If we get the decision on e-cigarettes wrong it could cost many lives

North East Ukip Euro MP Jonathan Arnott argues that if e-cigarettes are banned it could cost us very dear

Yui Mok/PA Wire A man smoking an electronic cigarette
A man smoking an electronic cigarette

I’ve never smoked a cigarette in my life. I just don’t trust myself not to enjoy it too much, and to become addicted.

When I was a teenager, and my friends were trying cigarettes, I chose not to for that reason.

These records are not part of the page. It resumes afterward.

PR #1394, opened 2026-07-20
Develop

eleon-chata-ai:
develop to master


alexzhou-chata:
## Code review — PR #1394 (develop → master, `v8.31.0`)

Reviewed the source changes (excluding the large Prettier reformatting churn and lock-file). Findings below were verified against the actual `develop` code. Overall this is solid, well-commented work — the freeze/reorder-persistence and locked-filter reworks are careful. A few items are worth addressing before this ships.

### What this PR does
- **Column freeze + drag-reorder persistence** across tile remounts/rebuilds (matched by column *name*, not index) — `QueryOutput`, `ChataTable`, `TableWrapper`, `DashboardTile`.
- **Locked/base filters** rework: replaces the DOM-input-disabling approach with a `lockedFilters` prop threaded through `QueryOutput` → `ChataTable`; edit⇄view mode filter/sort resync.
- **DashboardTile lifecycle**: immediate `queryId` flush, self-column-change remount suppression, split-view scaffolding, forced-remount-on-refetch.
- **Dashboard**: extracted pure `isResponseFailed`/`isTileFailed`/`isTileDirty` helpers, dashboard-identity-change state reset, `queryId` propagation.
- **MEDIAN** custom column (agg + window), **ResizeObserver** error suppression + `colorScale` in `ChataChart`, drilldown filters now include groupBy values, data-alert label scoping, and a large batch of new tests.

---

### 🟠 Medium — worth fixing before merge

**1. Cross-dashboard tile leak on undo** — [`Dashboard.js:227-240`](src/components/Dashboard/Dashboard.js#L227)
The new `dashboardId`-change reset block clears `pendingResetTiles`, `baselineQueryIds`, `tileLog`, etc., but **not** `this.pendingResetUndoTiles` / `this.pendingResetHistory`. `canUndo()` short-circuits on `if (this.pendingResetUndoTiles) return true` (L953) and `undo()` restores from it (L901) via `flushOnChange(restoredTiles)`.
*Scenario:* reset a tile in edit mode on dashboard A (sets `pendingResetUndoTiles` = A's snapshot at L1139), host swaps `dashboardId` to B while still editing, then undo → **dashboard A's tiles get published into dashboard B** — exactly the leak this block's comment says it prevents.
*Fix:* add `this.pendingResetUndoTiles = null; this.pendingResetHistory = null` (and `clearTimeout(this.discardResetChangesTimer)` / `resetGuardTimer`) to the reset block, mirroring L348-350.

**2. Split-view tiles suppress dirty/failed warnings with no replacement** — [`DashboardTile.js:426`](src/components/Dashboard/DashboardTile/DashboardTile.js#L426), L1661, L1688
For `tile.splitView`, `shouldShowDirtyBadge()` returns `false` and the `failed` class + failed-badge are suppressed ("split view uses per-pane banners"). But the replacement `getPaneBannerType()` (L435) is **never called in the render path** — `renderContent`/`renderTopResponse` only render the top response, and `secondResponseRef` is never assigned, so `wasBottomFilteringBeforeRemount` (L246) is dead too.
*Effect:* if a split-view tile is dirty/failed in edit mode, it shows **no indicator at all**, so a user can save a stale/unexecuted split-view tile with no warning. This looks like a half-landed feature. Please confirm whether split-view tiles render through this component in production — if the second pane/per-pane banners aren't shipping in this PR, keep the badge fallback for split-view tiles; otherwise wire `getPaneBannerType` (+ `wasBottomFilteringBeforeRemount`) into the render.

---

### 🟡 Low

**3. `clearSort()` runs unguarded next to the try/caught `clearHeaderFilter()`** — [`ChataTable.js:404`](src/components/ChataTable/ChataTable.js#L404)
`clearHeaderFilter()` is wrapped in try/catch precisely because a stale column ref can make Tabulator throw synchronously. The immediately-following `clearSort()` touches the same bookkeeping but isn't wrapped — if it throws, `setFilters(baseFilters)`/`setSorters(baseSort)` below never run, leaving the table inconsistent on the view⇄edit toggle. Wrap it in the same guard.

**4. `addTile` can overwrite a valid `queryId` with `undefined`** — [`Dashboard.js:842`](src/components/Dashboard/Dashboard.js#L842)
`const queryId = content.queryResponse?.data?.data?.query_id` then `tile = { ...tile, ...content, queryId }`. In the else-branch, `content` may carry a valid `queryId` but be spread-over with `undefined` when the response has no `data.data.query_id` (e.g. an error/reconstructed response), weakening dirty detection. Guard it like L1201: `...(queryId !== undefined ? { queryId } : {})`.

**5. `_forceRemountOnNextResponse` can stay armed after a cancelled refetch** — [`DashboardTile.js:273`](src/components/Dashboard/DashboardTile/DashboardTile.js#L273)
Set true when entering edit with `viewModeFiltersDiffer`, cleared only in `setTopExecuted()`. On the `REQUEST_CANCELLED_ERROR` path `setTopExecuted` never runs, so the flag persists and a later unrelated top-query execution bumps `queryResponseVersion` → an unnecessary full `QueryOutput` remount. Benign (no data loss) but easy to clear in the cancel/catch path.

**6. Data-alert label fetch default flips to project-scoped** — [`DataAlertModal.js:140`](src/components/Notifications/DataAlertModal/DataAlertModal.js#L140), `CustomFilteredAlertModal.js:121`
`getLabels()` now calls `getAllDataAlertsLabelsByProject` whenever `isManagementPortal` is falsy, and it defaults to `false`. No component in the repo passes `isManagementPortal={true}`, so **every existing consumer** switches from `getAllDataAlertsLabels` to the by-project endpoint. (`getAllDataAlertsLabelsByProject` is exported by `autoql-fe-utils@1.11.27`, so no crash.) If management-portal consumers relied on the all-labels list, please confirm this default flip is intended and/or note it in the changelog.

---

### 🔵 Please confirm intent

**7. Locked/base filter inputs are no longer disabled in view mode** — `ChataTable.js` / `ChataTable.scss`
`disableBaseFilterInputs()`/`enableBaseFilterInputs()` and `.react-autoql-base-filter-disabled` were removed. `baseFilters` now comes from `props.lockedFilters` but nothing re-disables those header inputs, so a viewer could edit/clear a locked filter and re-run with the lock altered. Is immutability enforced elsewhere now, or is this an intended UX change?

**8. Freezing a column now fully remounts the table** — [`QueryOutput.js:4063`](src/components/QueryOutput/QueryOutput.js#L4054) → `onColumnFreezeChange` bumps `columnChangeCount`, which regenerates `this.tableID` (uuid) used as `ChataTable`'s `key`. That tears down and rebuilds the whole Tabulator (re-runs the data pipeline / server refetch for ajax tables, resets scroll) on every freeze toggle — despite the `onFreezeColumnClick` comment saying "Persist via parent + `setColumns()` rebuild" (the in-place `setColumns` path never runs). Likely a deliberate tradeoff, but the comment is misleading and the flicker/refetch cost on large tables is worth a look.

**9. `min-width:300px` variables/operators panel is now conditionally rendered** — [`CustomColumnModal.js:2191`](src/components/AddColumnBtn/CustomColumnModal.js#L2191) — the previously always-present 300px flex spacer no longer renders when the function-config panel is open. Almost certainly a beneficial cleanup; just worth a visual check that the config-panel width still looks right.

---

### 🧪 Test coverage
- [`QueryOutput-onChartClick.test.js:252`](src/components/QueryOutput/__tests__/QueryOutput-onChartClick.test.js#L252) & `:308` — the two drilldown `groupByFilters` tests are **tautological**: they build `groupByFilters` inline, call `onDrilldownEnd({ drilldownFilters: groupByFilters })` (or assert on the locally-built object) and never drive `processDrilldown`'s API branch where the real `groupBys.map(...)` mapping lives. A regression in the production mapping would not fail these. Drive the real path instead.
- [`Dashboard.resetTile.test.js:85`](src/components/Dashboard/__tests__/Dashboard.resetTile.test.js#L85) — several `describe` blocks named for specific behaviors (`addTileStateToLog during reset`, `handleDiscardEvent`, `componentDidUpdate isResettingTile guard`, `resetTileStateLog`) only `expect(wrapper).toBeDefined()`. The named logic could break entirely and these pass. (The `pendingResetTiles`/undo/redo tests in the same file are genuine — nice.)
- [`ChataTable.test.js:504`](src/components/ChataTable/ChataTable.test.js#L504) & `:672` — real wall-clock `setTimeout(…, 10)` / `100` to await internal timers; likely flaky on loaded CI. Prefer `jest.useFakeTimers()` + `advanceTimersByTime`.

### ⚪ Nits
- `hasData` is unused (only referenced in a commented-out block) — [`OptionsToolbar.js:1035`](src/components/OptionsToolbar/OptionsToolbar.js#L1035).
- `_columnChangeQueryId` is never reset — [`DashboardTile.js:1047`](src/components/Dashboard/DashboardTile/DashboardTile.js#L1047); resetting it after it's matched in `componentDidUpdate` would make the one-shot intent explicit.
- `ChataChart` registers one `window` `'error'` listener per instance (add/remove is symmetric, so no leak) and the handler's `return false` is a no-op — a single module-level ref-counted listener would be cleaner.

### General
- The diff mixes large Prettier-only reformatting with real logic changes in the same files (`CustomColumnModal`, `QueryOutput`, `ChataTable`), which makes review harder. Consider splitting formatting-only churn into its own commit/PR next time.
- Nice touch: the circuit-breaker comments, the `name`-based (not index-based) matching for freeze/reorder, and the pure `isTile*` helper extraction with dedicated tests.

*Automated review — please sanity-check the medium items (#1, #2) and the intent questions before merge.*

alexzhou-chata (approved):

Normally I’d be the last person to write an article about smoking. But recently, I’ve noticed that many – if not most – of my friends who smoke have replaced their cigarettes with e-cigarettes.

Some have tried for years, and failed, to quit smoking altogether. So I’m happy to see them doing something which is much less unhealthy. And here in the North East, we have the highest rates of smoking in the country.

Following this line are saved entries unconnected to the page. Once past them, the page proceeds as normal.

PR #1395, opened 2026-07-27
AQLP 829 

eleon-chata-ai:
- Support multiple projects in single dashboard
- AQLP-862 - None of these response remains when I try to delete it
- bug fixes


alexzhou-chata:
## PR Review

### Overview
This PR bundles three concerns: (1) **AQLP-829** — per-tile project support for multi-project dashboards (new `projectSelectList` / `getAuthenticationForProject` / `showProjectIndicator` props, tile-level `projectId` with badge, edit-mode picker modal, per-project auth resolution and an auth-wait guard before firing queries), (2) **AQLP-862** — "None of these" messages now carry `queryMessageID` so deleting the suggestion response cascades to the whole thread, and (3) perf/bug fixes — rAF-throttled drawer resizing with proper cleanup, `ChatContent.shouldComponentUpdate` render skip during resize, `columnOverrides` preserved in `QueryOutput` dataConfig, and `ConfirmPopover` no longer portals into `popoverParentElement`.

### What looks good ✅
- **Consistent auth threading**: `getTileAuthentication()` / `getTileAutoQLConfig()` are applied everywhere it matters — `processQuery`, `fetchAutocomplete`, `QueryOutput`, `OptionsToolbar`, `ReverseTranslation`, `FollowOnModal`. Since dashboard drilldowns run inside `QueryOutput`, drilldowns inherit the tile-scoped auth too.
- **The auth guard is wired correctly end-to-end**: the fabricated `1.1.401` response flows through `endTopQuery` → `hasError()` (non-2xx reference id → error render), and the spinner set in `processTile` is cleared via `setTopExecuted`, so a tile that never gets a token lands in a clean error state instead of a doomed 403 request.
- **Test coverage is strong**: 40 new tests in `DashboardTile.multiProject.test.js` plus additions to the Dashboard/DashboardTile/DataMessenger suites. I ran all four touched suites locally at this PR's head — **336/336 pass**.
- The resize work is careful: rAF throttling with captured coordinates, the `e.buttons === 0` guard for mouseup-outside-window, rAF cancellation + listener removal on unmount, and the `ChatContent` render skip is scoped tightly (`isResizing` on both prop snapshots **and** `nextState === this.state`), so messages arriving mid-drag still render.
- The `columnOverrides` fix in `QueryOutput.js` closes a real silent-data-loss hole on save.

### Issues

**1. Leaked local-dev artifact in `package-lock.json` (should fix before merge)**
The lockfile now contains an `"../autoql-fe-utils"` entry marked `"extraneous": true` — that's your local sibling checkout leaking into the committed lockfile. Please regenerate the lockfile without the local `file:` install present (the diff should only show the version bump).

**2. `projectId` string/number comparisons are inconsistent (medium)**
`tile.projectId` and `projectSelectList[].projectId` are both typed `string | number`, but comparisons are split:
- `renderProjectBadge` / `hasNonDefaultProject` string-coerce (`` `${a}` === `${b}` ``) ✅
- `getSelectedProjectName`, the modal `Select` value match (Select uses strict `===` internally), `confirmDisabled`, and the `componentDidUpdate` re-run check all use strict equality ⚠️

If a saved tile has a numeric `projectId` while `projectSelectList` uses strings (or vice versa — PropTypes explicitly allow both), the modal won't preselect the current project, `confirmDisabled` won't block a no-op "change" to the same project, and a pure type flip (`2` → `'2'`) re-runs the query and dirties the dashboard. Recommend normalizing to string in one place (e.g. compare via a small `isSameProjectId` helper) and using it everywhere.

**3. Unmount race in `waitForTileAuthentication` (minor)**
On unmount mid-wait the promise resolves `true`, so `processTile` proceeds into `processTileTop`, which immediately calls `this.setState({ isTopExecuting: true, queryResponse: null })` with no `_isMounted` guard and then fires a network request on an unmounted tile. Suggest resolving a distinct sentinel (or re-checking `this._isMounted` in the `.then`) and bailing out instead.

**4. `onSuggestionClick` bypasses the auth wait (minor)**
Validation-suggestion button clicks call `processTileTop` directly, skipping `waitForTileAuthentication`. It still uses `getTileAuthentication()` (falling back to dashboard auth if the token isn't cached yet), and in practice a token usually exists by then, but routing it through `processTile` would keep the guarantee uniform.

**5. `ConfirmPopover` portal change — please confirm intent (question)**
Dropping `parentElement={this.props.popoverParentElement}` (while keeping `boundaryElement`) moves the popover portal to the default container for **all** consumers — DataMessenger's clear-messages button, NotificationFeed's delete confirmations, and `Chip`. If this fixes a clipping bug, 👍 — but has it been visually checked inside the drawer and in fullscreen mode where stacking contexts/z-index can differ? A one-line note on which bug this fixes would help future readers.

**6. Nits**
- `src/index.d.ts`: `projectSelectList` types `projectId` as `string` only, while PropTypes accept `string | number` — make them agree.
- `ChatMessage` uses the new `queryMessageID` prop but doesn't declare it in `propTypes`.
- `stopResizingDrawer` is now called from `componentWillUnmount` after `_isMounted = false`; if unmounted mid-drag it will `setState` on an unmounting component (dev warning). An `_isMounted` check before the `setState` would silence it.
- UX note: a tile whose token never arrives spins for the full 15s before showing the auth error. Fine as a bound, but if the host app knows a token fetch failed, a promise-returning `getAuthenticationForProject` would let you fail fast (future consideration, not a blocker).

### Verdict
Solid, well-tested feature work — the multi-project plumbing is thorough and the guard rails (auth wait, error fallback, re-run on project change) hang together. #1 should be fixed before merge, #2 is worth addressing now while the comparison sites are fresh, and #5 just needs confirmation.

🤖 Generated with [Claude Code](https://claude.com/claude-code)

alexzhou-chata:
## Follow-up Review (6508ff7)

Re-reviewed the update — all four actionable items from the first pass are resolved, and I verified each one at the new head (**348/348 tests pass** across the four touched suites, including the 12 new ones):

- ✅ **Lockfile**: the extraneous `"../autoql-fe-utils"` entry is gone; only the registry-resolved `autoql-fe-utils@1.11.27` remains.
- ✅ **`projectId` comparisons**: the nullish-aware `projectIdsEqual` helper is now used consistently (re-run check, `topRequestData` sync, badge, selected name, `hasNonDefaultProject`, `confirmDisabled`), and `resolveListProjectId` fixes the modal `Select` preselection for type mismatches. The new tests cover the type-flip cases directly (no re-run on `2` → `'2'`, no false structural change, Modal stays disabled on a same-project type flip). Nice.
- ✅ **Unmount race**: `runWithTileAuthGuard` bails after the wait when unmounted — no query, no fabricated error state. Tested.
- ✅ **`onSuggestionClick`**: now routed through the same auth guard with the loading state set. Tested both before/after token arrival.
- ✅ Nits: `index.d.ts` now `string | number`, `queryMessageID` declared in `ChatMessage` propTypes, `_isMounted` guard added in `stopResizingDrawer`.

Two small things remain:

1. **ConfirmPopover portal change** (from the first review, still open): dropping `parentElement` affects all consumers (DataMessenger clear-messages, NotificationFeed delete, Chip). Just confirming it was visually checked inside the drawer/fullscreen stacking contexts — a one-line note on which bug it fixes would be enough.
2. **Tiny nit, non-blocking**: in `componentDidUpdate`, the projectId-change branch calls `this.processTile({ query: this.props.tile.query })` bare, while the sibling edit-mode refetch a few lines below uses `this.processTile()?.catch?.(() => {})`. A failed re-run after a project change will log an unhandled promise rejection (the tile's error state still renders correctly). Same one-liner would silence it.

LGTM once #1 is confirmed. 👍

🤖 Generated with [Claude Code](https://claude.com/claude-code)

eleon-chata-ai:
done

src/components/Dashboard/Dashboard.js
```diff
@@ -150,6 +150,19 @@ class DashboardWithoutTheme extends React.Component {
     onQuotaExceeded: PropTypes.func,
     enableFollowOnQuery: PropTypes.bool,
     enableResetQuery: PropTypes.bool,
+    // List of projects tiles can be assigned to (multi-project dashboards). When omitted, no per-tile project picker is shown.
```
NikkiMeganMoore, line 154: Can we add an additional check here - if there is only **one** project in the array, we should display the original UI (no project picker)

NikkiMeganMoore (changes requested):

src/components/QueryOutput/QueryOutput.js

Now, after a couple in Staffordshire were barred from adopting because one of them had used an e-cigarette, we learn that North Tyneside and Durham councils have similar rules – flying in the face of advice from Public Health England and the Fostering Network, depriving children of loving families.

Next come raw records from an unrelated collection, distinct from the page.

PR #1397, opened 2026-08-05
Column visibility client side

NikkiMeganMoore:


eleon-chata-ai:
[HIGH] src/components/QueryOutput/QueryOutput.js:2211-2216 — When the table sort is cleared, syncChartSortWithTableSort unconditionally calls this.onAxisSortChange('x', this.tableConfig?.stringColumnIndex, null) regardless of which axis/column was actually synced last. For heatmap/bubble charts, onAxisSortChange preserves prevState.axisSorts and only deletes the ${axis}-${columnIndex} key it's given — so if the last sync was a y-<numberColIndex> entry (a number-column table sort), clearing the table sort deletes the wrong key (x-<stringColIndex>) and leaves the stale y-… sort permanently stuck in chart state.

[HIGH] src/components/QueryOutput/QueryOutput.js:2243-2245 (interacting with 4432) — onAxisSortChange always does setState({ chartID: uuid() }), and <ChataChart key={this.state.chartID} hidden={!isChartType(...)} .../> stays mounted (just CSS-hidden) while the table view is active. So sorting the table now force-remounts the hidden chart on every sort change, wiping any chart-local-only state (e.g. scale-toggle state in ChataColumnChart/ChataBarChart) — a new side effect that didn't exist before this PR.

[MEDIUM] src/components/QueryOutput/QueryOutput.js:2228-2233 — syncChartSortWithTableSort maps any number-column table sort to a chart y-axis "value" sort via onAxisSortChange, but AxisSortPopover.js explicitly restricts heatmap/bubble charts to string-only sort options in its own UI. The sync path produces axis-sort state the chart's own controls can never reach or clear again through the UI.

[MEDIUM] src/components/Charts/chartPropHelpers.js:17-24 — The new shared BAR_GRADIENT_OPACITY_STOPS = [0.45, 0.55, 0.65] replaces HistogramColumns's original [0.9, 0.7, 0.5] (spread 0.4) with a reversed [0.65, 0.55, 0.45] (spread 0.2) — a visible flattening of that chart's gradient contrast that should be confirmed as intentional with design, not just a byproduct of unifying the constant.

[LOW] src/components/Charts/ChataSankeyDiagram/SankeyColumnSelector.js:8 — SANKEY_VALUE_COUNT_SENTINEL = -1 is exported from ChataSankeyDiagram.js but copy-pasted as a second literal in this file with a "must match" comment instead of imported (there's a real circular-import constraint between the two files, so this needs a small shared-constants module, not a trivial fix).

[LOW] src/components/QueryOutput/QueryOutput.js:2189-2195, 2204-2207 — Two multi-line comments (6 and 4 lines) justify a fragile assumption that generatePivotData and its callees stay synchronous forever; this should be a 1-line comment, and the underlying fragility itself is a latent landmine if that assumption ever breaks.

[LOW] Process — bundling unrelated chart/table/Sankey/version changes into one PR titled "column visibility" makes this hard to review atomically and risky to revert if one piece needs to come out post-merge.

eleon-chata-ai (approved):

PR #423, opened 2024-12-23
Require Docker 23, Statically link Krane

### LINKED ISSUE #417: `krane` tempfiles are not properly cleaned up

cbgbt:
**Issue number:**

Closes #417

**Description of changes:**

---

    krane: statically link krane into twoliter

    This change implements a small FFI library in golang which emulates the
    `krane` program from google/go-containerregistry.

    Prior to this change, we'd experimented with two approaches to using
    `krane` within twoliter, but both approaches had unfortunate
    complications:

    * Writing `krane` to a sealed anonymous file and executing it -- this
      approach would cause twoliter to be killed by some threat detection
      software. Executing sealed anonymous files is commonly restricted on
      Linux systems
    * Writing `krane` to a tempfile and executing it -- it's difficult to
      get Rust to reliably delete named tempfiles, which led to twoliter
      leaking tempfiles of the `krane` binary.

---

    twoliter: require Docker 23

    Docker versions older than 23 no longer receive community-supported
    security patches.

    Additionally, twoliter requires dockerfile syntax 1.4.3. Currently the
    tool pulls this image from the network at build time; however, Docker 23
    bundles this version internally via buildkit. We can further isolate
    twoliter builds from the network by ensuring we are on Docker 23 or
    greater.

---

    twoliter: refactor project to reduce module length

    The project module is large, making it difficult to organize and read.
    This moves much of the vended image/artifact machinery into a new
    module. We also add a new trait to help us write functionality over
    both Projects that are fully locked and Projects with a locked SDK.

---

    twoliter: fetch build SDK prior to cargo-make

    Now that `krane` is run as a static library, we cannot execute it within
    Makefile.toml.

    This change moves the SDK fetch to occur prior to executing build make
    targets.

---

**Testing done:**
* [x] Integration tests
* [x] Manual testing of signal handler (ctrl-c while downloading SDK)
* [x] Manual testing of kit publication
* [x] Test with AWS Codebuild (used by bottlerocket team for release CI)

**Terms of contribution:**


Cargo.toml
```diff
@@ -84,6 +84,7 @@ bytes = "1"
 chrono = { version = "0.4", default-features = false }
 clap = "4"
 coldsnap = { version = "0.6", default-features = false }
+ctrlc = "3"
```
yeazelm, line 87: Do we want `termination` to catch more than `SIGINT`?

tools/krane/go-src/main.go
```diff
@@ -0,0 +1,108 @@
...
+	args := parseCArgs(argc, argv)
+
+	statusCode := kraneMain(args, true, nil, nil)
+
+	return C.int(statusCode)
+}
+
+func parseCArgs(argc C.int, argv **C.char) []string {
+	args := make([]string, 0, argc)
+	for i := 0; i < int(argc); i++ {
```
yeazelm, line 66: nit: I think Go 1.22 will let you simplify this:
```suggestion
	for range int(argc) {
```
For what its worth, it's still idiomatic how you have it.

yeazelm (approved):

cbgbt:
^ addresses feedback from @yeazelm, as well as experimenting with fixes for build failures on other hosts.

Basically, I had originally generated `go.{mod,sum}` using go-1.23. After downgrading the required version of go to `1.22`, I needed to delete my indirect dependencies and re-run `go mod tidy`.

tools/krane/go-src/main.go
cbgbt: The go compiler didn't like this for some reason, and also wasn't happy about binding a name to the iterator that I didn't use, so I've left it as-is.

yeazelm: Hmm, strange, my playground experiment was happy with this but as I said, its perfectly acceptable as you have it.

cbgbt:
I made registration of the cleanup signal only fail with a warning. The signal registration fails in AWS CodeBuild for a reason that isn't quite clear to me.

But cleanup on signals is already best-effort, I think proceeding without it is acceptable.

Cargo.lock
```diff
@@ -4195,7 +4231,7 @@ version = "0.1.9"
 source = "registry+https://github.com/rust-lang/crates.io-index"
 checksum = "cf221c93e13a30d793f7645a0e7762c55d169dbb0a49671918a2319d289b10bb"
 dependencies = [
- "windows-sys 0.59.0",
+ "windows-sys 0.48.0",
```
jpculp, line 4245: Interesting that it dropped.

jpculp (approved):

sam-berning (commented):
Nice work!

sam-berning (approved):

PR #431, opened 2025-01-03
twoliter: disallow std::path::Path::canonicalize

### LINKED ISSUE #427: Use of fs::canonicalize makes Twoliter difficult to wrap in other build systems
I am now trying to wrap Twoliter in Bazel (yay!). Bazel famously uses symlink farms to produce sandboxes efficiently. Since you, in Twoliter here: https://github.com/bottlerocket-os/twoliter/blob/develop/twoliter/src/project/mod.rs#L77C20-L77C36 use `fs::canonicalize`, which is essentially `realpath` - Twoliter tries to escape the sandbox to the real repository and gets write errors since Bazel mounts the real repository into the sandbox with `ro` permissions.

Using something like [fs::absolute](https://doc.rust-lang.org/beta/std/path/fn.absolute.html) would give you similar behaviour, but not break symlink-reliant sandboxing.

I do think people who use symlinks in their repository/build environment do not expect their build output to end up where the destination of their symlink is, so making this change should (hopefully) not negatively impact any existing users.

There are a few more uses (as evidenced by this search: https://github.com/search?q=repo%3Abottlerocket-os%2Ftwoliter+canonicalize&type=code) but the usage seems relatively limited.

The `fs::absolute` however requires a relatively new version of Rust as it was introduced in v1.79 which was released in June, but I do think it should be in the nightly you have pinned Twoliter to.

cbgbt:
**Issue number:**

Closes #427

**Description of changes:**
Twoliter uses the location of `Twoliter.toml` to locate the rest of the Twoliter workspace. Prior to this change, it [used `std::fs::canonicalize`](https://doc.rust-lang.org/std/fs/fn.canonicalize.html) to do so. This function resolves symlinks on the filesystem, which is a problem when you're building in the context of a symlink farm.

This change moves to using [path-absolutize](https://crates.io/crates/path-absolutize) for such canoncicalization, which uses unix separator and path traversal semantics to "canonicalize" a path without resolving symlinks or actually consulting with the host's filesystem.

The change also adds clippy lints to attempt to forbid future use of canonicalization functions that can cause this to regress.

See https://github.com/bottlerocket-os/twoliter/issues/427 for more details.

**Testing done:**
* New integration tests pass
* Created a twoliter workspace where `Twoliter.toml` was a symlink to another workspace. Issuing a build on the old version caused build artifacts to be placed in the `build` directory behind the symlink. With the new change, build artifacts were placed in the new workspace as expected.

**Terms of contribution:**

### DIFF
--- a/Cargo.lock
+++ b/Cargo.lock
@@ -2293,6 +2293,24 @@ dependencies = [
 ]
 
 [[package]]
+name = "path-absolutize"
+version = "3.1.1"
+source = "registry+https://github.com/rust-lang/crates.io-index"
+checksum = "e4af381fe79fa195b4909485d99f73a80792331df0625188e707854f0b3383f5"
+dependencies = [
+ "path-dedot",
+]
+
+[[package]]
+name = "path-dedot"
+version = "3.1.1"
+source = "registry+https://github.com/rust-lang/crates.io-index"
+checksum = "07ba0ad7e047712414213ff67533e6dd477af0a4e1d14fb52343e53d30ea9397"
+dependencies = [
+ "once_cell",
+]
+
+[[package]]
 name = "pathdiff"
 version = "0.2.1"
 source = "registry+https://github.com/rust-lang/crates.io-index"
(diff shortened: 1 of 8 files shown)


sam-berning (approved):

sumukhballal:
Nice!

sumukhballal (approved):

mikn:
You were so quick closing this out I didn't even notice! Thank you @cbgbt :heart:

Over a million former smokers are now looking nervously towards our government, and especially to the European Union.

From proposals to make e-cigarettes into pharmaceutical products to the notion of adding punitive taxation like we do with traditional cigarettes, we need to think very carefully indeed before taking action.

If we discourage e-cigarettes through taxation, we will stop the move from traditional cigarettes to e-cigarettes.

Yet my experience in the European Parliament is that is exactly what MEPs across Europe are desperate to do. But then, the European Parliament itself is perfectly happy to have indoor smoking areas. It’s one rule for us MEPs, and another for the general public.

The medical science behind e-cigarettes is not yet fully settled. It seems to be generally agreed that e-cigarettes are not fully safe. It seems to be generally agreed that the health risks are much lower than those of regular cigarettes.

Professor Robert West and Doctor Jamie Brown of UCL have claimed in the British Journal of General Practice that for every million people who switch from traditional cigarettes to e-cigarettes, 6,000 lives will be saved every year.

When I pointed out on Twitter that I oppose EU plans to slap more taxes on e-cigarettes, I was directed to a study which finds that e-cigarette vapour damages the immune systems of mice. It speculated that the unexpected presence of free radicals might account for this.

But the same study also pointed out that, with cigarette smoke, the levels of free radicals are roughly 100 times as high.

Tobacco and tar aren’t generally present in e-cigarettes either; they contain fewer toxins and carcinogens overall.

In the absence of a definitive study, we have to accept that the risks associated with e-cigarettes are substantive but that they are much less bad than smoking traditional cigarettes.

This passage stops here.